# Solved: Please help- I can't uninstall GMER



## hewwo2u2 (Jan 10, 2009)

I Started *C:\WINDOWS\gmer_uninstall.cmd* and these are the errors I got:

* C:\Windows>sc delete gmer
[SC] OpenService FAILED 5:

Access is denied.

C:\Windows>del system32\drivers\gmer.sys
Could Not Find C:\Windows\system32\drivers\gmer.sys

C:\Windows>del gmer.dll
Could Not Find C:\Windows\gmer.dll

C:\Windows>del gmer.exe
C:\Windows\gmer.exe
Access is denied.

C:\Windows>pause
Press any key to continue . . .

*I then went to the MSDOS window and typed *SC Stop gmer* and it still said:
*
C:\Users\Jessica>SC Delete gmer
[SC] OpenService FAILED 5:

Access is denied.*

what's going on? why is this so hard to remove? It's almost acting like a malware itself trying to leave a foot print or something.

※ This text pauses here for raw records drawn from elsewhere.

PR #422, opened 2020-09-18
Pantheon xref URLs are now dynamically rewritten for the customer portal.

benradey:
Links should work for both Pantheon preview (where they are unmodified) and in the Customer Portal (where they are dynamically rewritten in the API as part of building the json payload).

### DIFF
--- a/pantheon-bundle/src/main/java/com/redhat/pantheon/extension/url/CustomerPortalUrlProvider.java
+++ b/pantheon-bundle/src/main/java/com/redhat/pantheon/extension/url/CustomerPortalUrlProvider.java
@@ -1,0 +1,28 @@
+package com.redhat.pantheon.extension.url;
+
+import com.redhat.pantheon.helper.PantheonConstants;
+import com.redhat.pantheon.model.document.DocumentVariant;
+import org.apache.sling.api.resource.Resource;
+import org.apache.sling.api.resource.ResourceResolver;
+
+import java.util.Optional;
+
+public abstract class CustomerPortalUrlProvider implements UrlProvider {
+
+    protected static final String URL_PREFIX = "/documentation/";
+
+    protected String getDocumentType(DocumentVariant variant) {
+        return PantheonConstants.RESOURCE_TYPE_ASSEMBLYVARIANT.equals(variant.getResourceType()) ? "guide" : "topic";
+    }
+
+    protected String getLocale(DocumentVariant variant) {
+        return variant.getParentLocale().getName();
+    }
+
+    public String getHost(ResourceResolver resolver) {
+        Optional<Resource> conf = Optional.ofNullable(resolver.getResource("/conf/pantheon"));
+        return conf.map(Resource::getValueMap)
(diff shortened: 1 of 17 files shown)


pantheon-bundle/src/main/java/com/redhat/pantheon/extension/url/CustomerPortalUrlProvider.java
```diff
@@ -0,0 +1,28 @@
...
+
+    protected String getLocale(DocumentVariant variant) {
+        return variant.getParentLocale().getName();
+    }
+
+    public String getHost(ResourceResolver resolver) {
+        Optional<Resource> conf = Optional.ofNullable(resolver.getResource("/conf/pantheon"));
+        return conf.map(Resource::getValueMap)
+                .map(m -> m.get("pant:portalUrl", String.class))
+                .orElse("");
```
carlosmunoz, line 26: @sfloess you were asking about `Optional` the other day, here's a nice use of it 😃

sfloess: @carlosmunoz - yes!  \o/  This is awesome!  <3   Thanks!!!

pantheon-bundle/src/main/java/com/redhat/pantheon/servlet/DocumentCustomerPortalUrlServlet.java
```diff
@@ -0,0 +1,51 @@
...
+        property = {
+                Constants.SERVICE_DESCRIPTION + "=Servlet which provides a Customer Portal URL for any document",
+                Constants.SERVICE_VENDOR + "=Red Hat Content Tooling team"
+        })
+@SlingServletResourceTypes(
+        resourceTypes = { "pantheon/moduleVariant", "pantheon/assemblyVariant", "pantheon/module", "pantheon/assembly" },
+        methods = "GET",
+        selectors = "url",
+        extensions = "txt")
+public class DocumentCustomerPortalUrlServlet extends SlingSafeMethodsServlet {
```
carlosmunoz, line 33: I would try to use more generic names than "Customer Portal". These specific classes should eventually live in a different bundle.

benradey: I partially agree. Someday, these should live in a redhat-specific bundle, and I tried to split the code between "generic definition" and "specific implementation" as much as I could (although this is a servlet so it doesn't apply here). But because that is the ultimate goal, I think it's ok to use specific names in these and other classes that are destined to get broken out from the main codebase. What do you think?

carlosmunoz: Yes, we're not going to split them up now, so as long as we are aware of the future plan I'm good. Perhaps a comment describing the purpose of the class would help remind us of that.

benradey:
Closing this PR since it looks like #425 was based off this and was merged.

Also, I want to mention that this was from my second attempt at running the uninstaller. For some reason my first atempt had different errors and it actually listed the files in a different location. Also, the part pertaining to the .exe was different as well. Can anyone explain why this is? Please see the difference:

*C:\Windows\system32>del system32\drivers\gmer.sys
The system cannot find the path specified.

C:\Windows\system32>del gmer.dll
Could Not Find C:\Windows\system32\gmer.dll

C:\Windows\system32>del gmer.exe
Could Not Find C:\Windows\system32\gmer.exe

C:\Windows\system32>pause
Press any key to continue . . .*


----------



## hewwo2u2 (Jan 10, 2009)

I clicked "run as administrator" with the uninstall file that I found located in the windows folder and this is what came up:

*C:\Windows\system32>sc delete gmer
[SC] DeleteService SUCCESS

C:\Windows\system32>del system32\drivers\gmer.sys
The system cannot find the path specified.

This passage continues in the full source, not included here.